# Holiday Inn Sunspree Resort & Casino - Aruba



## gannab (Mar 9, 2006)

We will be going to this resort in October and have never been to aruba....Does anyone have any pro-s or con's concerning this resort...I know its not fancy but sounded perfect for us...thanks  Judy & Will  (young seniors)  if you could e-mail me at gannab5@charter.net that would be appreciated.


----------



## caribbean (Mar 9, 2006)

Natalee Holloway stayed there.


----------



## gmarine (Mar 9, 2006)

caribbean said:
			
		

> Natalee Holloway stayed there.



That has what to do with the question by the OP ?


----------



## Chip (Mar 10, 2006)

Visit the Aruba BB for answers to all your questions.

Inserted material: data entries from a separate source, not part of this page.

PR #431, opened 2020-04-28
Improve syntax highlighting

Ocawesome101:
More different colors, inspired by vim's default Lua highlighting, and configurable too. Color settings should probably be checked, something I didn't bother to implement, or they could be removed.

### DIFF
--- a/src/main/resources/assets/computercraft/lua/rom/programs/edit.lua
+++ b/src/main/resources/assets/computercraft/lua/rom/programs/edit.lua
@@ -29,18 +29,22 @@ local tLines = {}
 local bRunning = true
 
 -- Colours
-local highlightColour, keywordColour, commentColour, textColour, bgColour, stringColour
+local highlightColour, booleanColour, keywordColour, functionColour, commentColour, textColour, bgColour, stringColour
 if term.isColour() then
-    bgColour = colours.black
-    textColour = colours.white
-    highlightColour = colours.yellow
-    keywordColour = colours.yellow
-    commentColour = colours.green
-    stringColour = colours.red
+    bgColour = settings.get("edit.backgroundColor") or colours.black
+    textColour = settings.get("edit.textColor") or colours.white
+    highlightColour = settings.get("edit.highlightColor") or colours.yellow
+    keywordColour = settings.get("edit.keywordColor") or colours.yellow
+    booleanColour = settings.get("edit.booleanColor") or colours.magenta
+    functionColour = settings.get("edit.functionColor") or colours.lightBlue
+    commentColour = settings.get("edit.commentColor") or colours.green
+    stringColour = settings.get("edit.stringColor") or colours.red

There are plenty of experts there that will take good care of you.

http://bb.visitaruba.com/

Chip


----------



## Blondie (Mar 11, 2006)

Several of my friends have stayed there and liked it. I would be worried if it is spring break time as that is where kids will likely end up of because of the all inclusive and booze


----------



## POJ7 (Mar 11, 2006)

The Holiday Inn is very tired and the beach has always been packed solid whenever we have visited Aruba (vacation weeks).  Holiday Inn is planning to renovate.

You may want to consider the Divi Aruba or Divi Tamarijn.  They are low rise hotels on a beautiful beach (Eagle Beach) and not the least bit fancy.  Both are great places to stay if you don't want to sit on a beach with the masses.

Wherever you stay, I'm sure you'll love Aruba.  Good luck.


----------



## lvhmbh (Mar 18, 2006)

Just got back from 3 weeks at Costa Linda.   We know people who have stayed there and did so again this year.  They like it just fine!  The beach is crowded but not as much as the Marriot properties so......   Linda


----------